Jorge, outro participante, é casado, não tem filhos, tem 42 anos, é formado em Administração de Empresas e trabalha com assessoria empresarial. Já foi funcionário público e compunha o quadro efetivo de um Instituto Federal do Tocantins, mas se decidiu pela exoneração por acreditar que o trabalho não se adequava a seus anseios e o limitava em termos de trabalho. É voluntário na COOPERAM, mas se sente como se fosse um cooperado, apesar de não ter acesso a nenhum benefício financeiro.
Fragmento 50
eu não conhecia o grupo da COOPERAM, passando aí em frente à rua eu achei aquilo interessante, eu não identificava como cooperativa, eu identificava como extensão do aterro sanitário de Palmas. E eu tive curiosidade de entrar e perguntar o que era e quando as pessoas falaram que era uma cooperativa de catadores que vinha já executando há um bom tempo o projeto, eu me interessei logo de cara, aí imaginei no outro dia: como que eu posso entrar e executar com eles o projeto? A única forma que eu vi foi voluntariado. Então eu me aproximei, comecei criar perspectivas de novas ideias. A principio, o grupo ele é um pouco fechado com relação às questões de aproximação da sociedade, é difícil você vir, estar dentro, se relacionar e entender, você tem que viver, então hoje eu vivo como se fosse um cooperado, tá. Eu me relaciono com eles da mesma forma como eles relacionava desde quando iniciou o projeto (JORGE, 2014).
Fragmento 51
Então, eu comecei a dar importância pra isso, eu me sacrifico, eu me dedico pra isso, eu crio projetos, eu tento buscar recursos fora pra melhorar essa condição interna, mas, ao mesmo tempo, eu me preocupo com essa questão da gestão (JORGE, 2014).

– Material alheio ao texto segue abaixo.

PR #37, opened 2019-06-24
get_matching order change

apendleton:
This PR changes the output order of get_matching, particularly with respect to proximity. The old way:

* bucket everything by relev and score
* lazy-merge the buckets together by z-order coordinate
* for each relev + score + z-order, eagerly sort the ids

New way:

* bucket everything by relevance
* within each relevance, for each score, lazily map the coord stream to one that's annotated with scoredist (so, de-interlace the Morton encoding and calculate a real distance from the prox point)
* merge all the lazy-mapped streams for the given relevance by, first, (matches_language || within_radius), then by scoredist
* within each relev + (matches_language || within_radius) + scoredist, eagerly sort the ids

The big takeaways:
* we'll do fewer k-way merge operations (one per relevance instead of one per relevance + score), but each will be more expensive because they'll be merging from more sources
* we'll calculate the language-mismatch penalty, distance, and scoredist inside get_matching instead of inside coalesce

There are also a bunch of test updates, some warnings cleanup, and the odd miscellaneous structural tweak or two.


rust-src/src/gridstore/coalesce.rs
```diff
@@ -190,8 +167,7 @@ fn coalesce_multi<T: Borrow<GridStore> + Clone>(
         let grids =
             subquery.store.borrow().get_matching(&subquery.match_key, &adjusted_match_opts)?;
 
-        // TODO: limit how many grids we consume
-        for grid in grids {
+        for grid in grids.take(100_000) {
```
Nmargolis: Why 100_000? Might help to have an explanation here of why this number.

rust-src/src/gridstore/coalesce.rs
```diff
@@ -301,7 +277,7 @@ fn coalesce_multi<T: Borrow<GridStore> + Clone>(
 }
 
 /// Calculates the tile distance between a proximity x and y and a grid x and y
-fn tile_dist(proximity_x: u16, proximity_y: u16, grid_x: u16, grid_y: u16) -> f64 {
+pub fn tile_dist(proximity_x: u16, proximity_y: u16, grid_x: u16, grid_y: u16) -> f64 {
```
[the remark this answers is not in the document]
apendleton: Moved 👍

rust-src/src/gridstore/coalesce.rs
apendleton: Added a comment

apendleton:
@Nmargolis should be ready for re-review

PR #40, opened 2019-07-04
Benchmarks and performance improvements

Nmargolis:
This PR has several chunks of work.

First, benchmark-related utilities
- [x] introduce a serialization mechanism for dumping the contents of a gridstore RocksDB database, and for creating a new database from dumped data
- [x] introduce some utility functions for loading compressed benchmark data from S3
- [x] shift around the existing coalesce benchmarks so they still work even though they differ in data format from the new ones
- [x] add a script for profiling bench runs

Then, actual benchmarks:
- [x] add real-data-driven benchmarks for coalesce with and without autocomplete, and with and without proximity, of varying data types

Then, the first round of changes driven by the benchmarks:
- [x] enable RocksDB compression (lz4hc)
- [x] enable mmap RocksDB reads

Unrelated to the above:
- [x] it turns out `cargo kcov` rebuilds all of our tests with different compiler flags, and prints no output while it does so... because of the new dev dependencies around AWS/S3 introduced for the above, builds now take longer than before, causing this build step to take more than 10 minutes, which stalls Travis and causes our job to be killed. Two changes related to that: I split out coverage into a separate Travis build worker, and wrapped the actual `cargo kcov` step in a node script that periodically prints things to keep Travis from dying. (I also tried switching us back to tarpaulin, but we appear to still be affected by this segfault issue there.)


keepalive.js
```diff
@@ -0,0 +1,15 @@
+const { spawn } = require('child_process');
```
aarthykc: This is to get Travis to pass, right?

Issue #38, opened 2019-06-24
Prefix store


apendleton:
Carmen-cache indexes grid contents multiple times so as to pre-combine prefixes to make autocomplete not take a million years. We'll want to do something similar here, but we don't actually know what letters are in the phrase we're looking for, so it'll be a somewhat more complicated operation.

In carmen-cache, naively if we're doing a prefix scan, we end up zipper-merging grid entries for each phrase that starts with that prefix, so if you search for everything that starts with "a," we'd get:
```
a => grid, grid, grid, ...
aardvark => grid, grid, grid, ...
aardwolf => grid, grid, grid, ...
abacate => grid, grid, grid, ...
abacinate => grid, grid, grid, ...
... etc.
```

to make that merger simpler, at index time, we loop through all the entries in the index and re-index them pre-cached by prefix, at two different lengths. We have special entries for every three-character prefix that exists in the index, and every six-character prefix that exists in the index, with all the grid entries for all of the phrases that start with those prefixes precombined. We mark those cached pre-sorted lists with `=1` and `=2`, respectively. So if you search for "aba," rather than scanning all words that start with "aba," we'll look up `=1aba` and read from that single entry instead. If you look for just "a," we'll scan everything that starts with `=1a` instead of `a` so that at least some of the sorting work is already done. Likewise, if you search for "abac," we'll look for everything that starts with `=2abac` to take advantage of the six-character precombined list.

Here, we won't know what the actual words and phrases we're indexing are, since all phrases will have been assigned a number. Instead, we'll want to group them numerically. For example, we might choose to precombine groups of 1000 entries. So we'll have phrases 0, 1, 2, 3, 4, 5, etc., and generate pre-combined groups for 0-999, 1000-1999, 2000-2999, etc. If a user searches for a prefix range 998-3055, we'll do three scans: 998-999 (regular entries), 1xxx-2xxx (two pre-combined entries), and 3000-3055 (regular entries).

Each grid key in the grid store has a first byte that's a "type marker." This byte is presently always 0. We can use a different value here to indicate a pre-combined list -- perhaps 1. We'll also need to decide how big each chunk of precombined entires should be. It might be good to look at the actual contents of some real, large carmen-cache indexes to get a good sense of this. We'll probably actually want to do them in power-of-two sizes rather than power-of-10 sizes as per my example (so maybe chunks of 1024 instead of chunks of 1000 or whatever) to make the math for deciding what bin a number goes into as fast as possible.

[...]

PR #41, opened 2019-07-16
[WIP] Prefix Store

aarthykc:
### Builder
Per #38, this PR creates a prefix store and modifies `get_matching()` to read from the prefix store. When we call `finish()` the idea is that we create pre combined groups of 1024 entries. For example, grid entries with `phrase_ids` from 0 - 1023 will be combined under one `phrase_id`.

### Reader
In phrasematch when we get a range of grids to look up, we check to see if the range starts before, at or after the prefix bucket (since they're buckets of 1024, prefix ranges will be 1024 - 2047 etc) and similarly for the end. If the range starts before the prefix we'll iterate through the regular entries, then the prefix entries all the way to the end of the range provided. For example, if the user searches for the range 1000 - 2049 we'll scan through the following: 
- 1000 - 1023 - Regular entries 
- 1024 - 2047 - Prefix entries 
- 2048 - 2049 - Regular entries

## Next actions:
- [x] Publish a dev version and see if tests still pass for carmen - [Yes the do!](https://github.com/mapbox/carmen/commits/prefix-store)
- [x] Get the PR reviewed 
- [x] Merge

cc @apendleton @Nmargolis

### DIFF
--- a/rust-src/src/gridstore/builder.rs
+++ b/rust-src/src/gridstore/builder.rs
@@ -70,7 +70,7 @@ fn get_fb_value(value: &mut BuilderEntry) -> Result<Vec<u8>, Error> {
     let record =
         PhraseRecord::create(&mut fb_builder, &PhraseRecordArgs { relev_scores: Some(fb_rses) });
     fb_builder.finish(record, None);
-    Ok(fb_builder.finished_data().to_owned())
+    Ok(fb_builder.finished_data().to_vec())
 }
 
 impl GridStoreBuilder {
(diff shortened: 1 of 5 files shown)


rust-src/src/gridstore/builder.rs
```diff
@@ -34,6 +34,45 @@ fn extend_entries(builder_entry: &mut BuilderEntry, values: &[GridEntry]) -> ()
...
+            &mut fb_builder,
+            &RelevScoreArgs { relev_score: *rs, coords: Some(fb_coords) },
+        );
+        rses.push(fb_rs);
+    }
+    let fb_rses = fb_builder.create_vector(&rses);
+    let record =
+        PhraseRecord::create(&mut fb_builder, &PhraseRecordArgs { relev_scores: Some(fb_rses) });
+    fb_builder.finish(record, None);
+    Ok(fb_builder.finished_data().to_owned())
```
aarthykc: Note to self: remove `to_owned()`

Jorge se aproximou do grupo por curiosidade, e considera que a cooperativa precisa dele, pois é ele quem resolve todos os problemas burocráticos e de busca de recursos para o empreendimento. Acredita, ainda, que deve ter uma vida simples, e diz que tenta manter um custo de vida baixo, para não adoecer e se entregar às mazelas do capitalismo. Considera que sua vida faz sentido porque realiza trabalhos como esse, como se pode comprovar no trecho a seguir:
Fragmento 52
O sonho às vezes é tão pequeno que a nossa parcela de culpa é muito maior do que isso, então, às vezes com 10 reais você realiza um sonho. Então, dentro desse grupo e dentro da minha filosofia de vida eu procuro realizar isso, eu tenho satisfação e prazer em realizar esse trabalho. Então, vinculado ao meu trabalho externo, que esse eu não vou abandonar, eu tenho essa preocupação, então pra mim se uma pessoa chegar, poxa, por favor, me leva ali que eu não [estou] me sentindo bem. Eu vou fazer com o máximo prazer. Olha, por favor, eu preciso que faça isso aqui. Eu vou fazer. Então assim, sabe, a carência é tão grande que o sonho fica tão pequeno que você coloca na palma da tua mão e fala: poxa, é só isso que você quer? Tá aqui o seu sonho realizado. Então, dentro desse contexto e às vezes eu volto algumas vezes pra reafirmar isso, eu me sinto bem, a minha filosofia é essa, eu gosto de me sentir bem aqui. Tenho os meus relacionamentos fora, é claro, o meu grupo, o meu ciclo de amizade, enfim, mas aqui parece que a coisa ela requer um pouco mais de atenção, na hora de falar, na hora de você conduzir a situação, às vezes você tem que fazer algumas provocações pra tirar de dentro um sentimento que às vezes aquela pessoa nunca teria coragem de falar nem pro psicólogo. Continuo por sonho (JORGE, 2014).
Esta última fala Jorge mostra a sua satisfação em estar na cooperativa e ressalta o quanto é fácil realizar os sonhos e anseios dos participantes do empreendimento, pois seus sonhos são pequenos e de fácil acesso. Jorge demonstra um interesse pelo outro e coloca isso como objetivo de vida.